Capítulo 19: Encontrar o chefe do departamento provincial, será que posso ir de mãos vazias?

Sede de poder: destituindo чиновников, a começar pela Comissão Provincial de Inspeção Disciplinar pimenta-malagueta com sal 2822 palavras 2026-07-30 02:03:13

Após cumprimentar o vice-diretor Liu do Departamento de Segurança, Zhou Anyu retornou sozinho ao depósito. Ao chegar, o diretor e o comissário político estavam conversando juntos. Ao ver Zhou Anyu de volta em segurança, a expressão dos dois relaxou visivelmente.

— Está tudo bem? — perguntou o comissário político.

— Diretor, comissário, fiquem tranquilos, estou bem — respondeu Zhou Anyu.

Ele queria muito contar tudo, mas as regras de confidencialidade o impediam.

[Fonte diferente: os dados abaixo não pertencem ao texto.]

PR #105, opened 2016-08-09
Make initial tagging import action asynchronous

tijmenb:
At the moment, when the user creates a new spreadsheet import by submitting a URL, the application will start the initial import step (parsing the CSV, creating records for each row) in the request cycle.

This is slow and does not allow us to add more expensive validation to this step.

This commit is the minimum we have to do to move the initial import action to a Sidekiq worker.

- It adds a very crude state thing, which could perhaps be replaced by a real state machine.
- The workflow is a bit clunky now. For example, it's not clear to the user what state the spreadsheet is in. We'll address this in follow up PRs (https://trello.com/c/7tcrUgcz).

Trello: https://trello.com/c/xi83pGTZ

### DIFF
--- a/app/models/tagging_spreadsheet.rb
+++ b/app/models/tagging_spreadsheet.rb
@@ -1,5 +1,8 @@
 class TaggingSpreadsheet < ActiveRecord::Base
   validates :url, presence: true
+  validates_presence_of :state
+  validates_inclusion_of :state, in: %w(uploaded errored ready_to_import imported)
+
   has_many :tag_mappings, dependent: :delete_all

Se pudesse falar, o Departamento de Segurança Nacional e o Departamento de Segurança não teriam escondido nada dos dois oficiais superiores.

— Bom, que esteja tudo bem. Vá descansar e se prepare, amanhã vamos ao Departamento de Organização do Comitê Provincial de Handong — disse o comissário político, acenando com a cabeça, sem continuar perguntando sobre a razão da busca do Departamento de Segurança.

Sendo veteranos, o diretor e o comissário sabiam que aquele assunto não era para eles.

— Certo, vou me preparar agora mesmo — respondeu Zhou Anyu animado. Ir ao Departamento de Organização do Comitê Provincial de Handong significava encontrar o amigo ministro do comissário político, uma oportunidade para fazer contatos importantes.

Não esperava que o comissário fosse agir tão rápido, já indicando ir amanhã. Além disso, ele disse para "se preparar". Zhou Anyu, que não era sem jeito, entendeu imediatamente o que o comissário queria dizer, embora de forma sutil.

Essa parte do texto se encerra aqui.